> [Data for analysis]:
-- Opening Marker --

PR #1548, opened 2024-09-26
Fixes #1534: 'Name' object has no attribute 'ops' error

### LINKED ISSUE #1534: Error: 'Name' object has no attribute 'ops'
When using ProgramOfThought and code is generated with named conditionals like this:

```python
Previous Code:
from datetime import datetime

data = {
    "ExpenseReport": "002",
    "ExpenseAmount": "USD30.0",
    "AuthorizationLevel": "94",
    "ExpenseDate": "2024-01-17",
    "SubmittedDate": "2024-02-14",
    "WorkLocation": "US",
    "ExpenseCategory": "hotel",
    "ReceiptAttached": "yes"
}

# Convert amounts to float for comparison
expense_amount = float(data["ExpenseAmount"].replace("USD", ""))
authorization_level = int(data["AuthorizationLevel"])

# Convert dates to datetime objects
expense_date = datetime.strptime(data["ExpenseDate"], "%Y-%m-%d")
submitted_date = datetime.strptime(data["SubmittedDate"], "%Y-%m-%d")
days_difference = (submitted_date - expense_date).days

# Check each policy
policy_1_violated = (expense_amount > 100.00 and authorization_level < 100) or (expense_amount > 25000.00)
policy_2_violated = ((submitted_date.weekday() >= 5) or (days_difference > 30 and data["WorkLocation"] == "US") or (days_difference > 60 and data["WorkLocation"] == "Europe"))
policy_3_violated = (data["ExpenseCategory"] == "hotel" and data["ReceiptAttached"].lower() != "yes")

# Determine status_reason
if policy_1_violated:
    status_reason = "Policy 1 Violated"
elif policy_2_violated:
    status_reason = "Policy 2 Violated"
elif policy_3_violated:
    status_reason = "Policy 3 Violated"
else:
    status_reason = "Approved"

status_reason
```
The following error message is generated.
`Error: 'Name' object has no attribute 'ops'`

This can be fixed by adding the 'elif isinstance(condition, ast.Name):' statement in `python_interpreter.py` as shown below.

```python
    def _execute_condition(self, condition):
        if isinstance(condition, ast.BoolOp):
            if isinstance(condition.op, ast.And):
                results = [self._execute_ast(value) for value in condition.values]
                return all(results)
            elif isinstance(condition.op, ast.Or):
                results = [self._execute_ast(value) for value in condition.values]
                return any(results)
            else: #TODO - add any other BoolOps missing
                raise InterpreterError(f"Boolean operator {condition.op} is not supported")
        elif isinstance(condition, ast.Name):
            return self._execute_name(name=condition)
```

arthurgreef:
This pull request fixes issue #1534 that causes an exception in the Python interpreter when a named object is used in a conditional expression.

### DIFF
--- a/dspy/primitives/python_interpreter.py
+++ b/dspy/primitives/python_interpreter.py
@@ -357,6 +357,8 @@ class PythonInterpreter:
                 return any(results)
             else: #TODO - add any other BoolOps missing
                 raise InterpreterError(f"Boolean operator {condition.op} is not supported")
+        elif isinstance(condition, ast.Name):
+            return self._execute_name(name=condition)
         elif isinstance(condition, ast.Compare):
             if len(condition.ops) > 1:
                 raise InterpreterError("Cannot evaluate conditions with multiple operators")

-- Closing Marker --
-- Opening Marker --

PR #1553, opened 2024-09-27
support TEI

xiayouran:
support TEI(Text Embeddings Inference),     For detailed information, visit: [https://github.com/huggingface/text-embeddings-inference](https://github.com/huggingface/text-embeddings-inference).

-- Closing Marker --
-- Opening Marker --

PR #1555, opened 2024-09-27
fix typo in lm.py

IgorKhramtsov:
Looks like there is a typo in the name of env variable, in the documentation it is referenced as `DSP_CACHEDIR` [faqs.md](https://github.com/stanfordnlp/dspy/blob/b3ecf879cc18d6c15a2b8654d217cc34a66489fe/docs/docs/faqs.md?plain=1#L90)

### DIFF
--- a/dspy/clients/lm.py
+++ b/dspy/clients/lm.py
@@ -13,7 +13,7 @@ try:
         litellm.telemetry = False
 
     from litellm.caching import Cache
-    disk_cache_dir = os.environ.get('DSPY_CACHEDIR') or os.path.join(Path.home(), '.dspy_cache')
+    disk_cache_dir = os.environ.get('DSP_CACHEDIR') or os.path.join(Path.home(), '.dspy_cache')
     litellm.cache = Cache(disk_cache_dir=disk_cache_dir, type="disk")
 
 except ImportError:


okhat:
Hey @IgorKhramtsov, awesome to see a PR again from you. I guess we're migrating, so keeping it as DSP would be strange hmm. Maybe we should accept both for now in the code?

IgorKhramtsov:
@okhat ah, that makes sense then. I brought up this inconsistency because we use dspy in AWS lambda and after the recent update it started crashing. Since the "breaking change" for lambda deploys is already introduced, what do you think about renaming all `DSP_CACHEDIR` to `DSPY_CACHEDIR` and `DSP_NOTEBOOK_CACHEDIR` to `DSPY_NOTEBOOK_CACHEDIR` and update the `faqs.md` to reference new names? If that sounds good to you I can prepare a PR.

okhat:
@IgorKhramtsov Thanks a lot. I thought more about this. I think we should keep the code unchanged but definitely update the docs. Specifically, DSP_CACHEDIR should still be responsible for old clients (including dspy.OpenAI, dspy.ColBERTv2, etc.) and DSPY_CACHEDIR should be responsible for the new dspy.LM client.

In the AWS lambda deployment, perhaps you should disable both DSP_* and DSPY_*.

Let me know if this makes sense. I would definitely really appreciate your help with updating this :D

-- Closing Marker --

> [Problem]: In the lines above, locate the string "about". Copy every line where it occurs.

> [Solution to this problem]:
@okhat ah, that makes sense then. I brought up this inconsistency because we use dspy in AWS lambda and after the recent update it started crashing. Since the "breaking change" for lambda deploys is already introduced, what do you think about renaming all `DSP_CACHEDIR` to `DSPY_CACHEDIR` and `DSP_NOTEBOOK_CACHEDIR` to `DSPY_NOTEBOOK_CACHEDIR` and update the `faqs.md` to reference new names? If that sounds good to you I can prepare a PR.
@IgorKhramtsov Thanks a lot. I thought more about this. I think we should keep the code unchanged but definitely update the docs. Specifically, DSP_CACHEDIR should still be responsible for old clients (including dspy.OpenAI, dspy.ColBERTv2, etc.) and DSPY_CACHEDIR should be responsible for the new dspy.LM client.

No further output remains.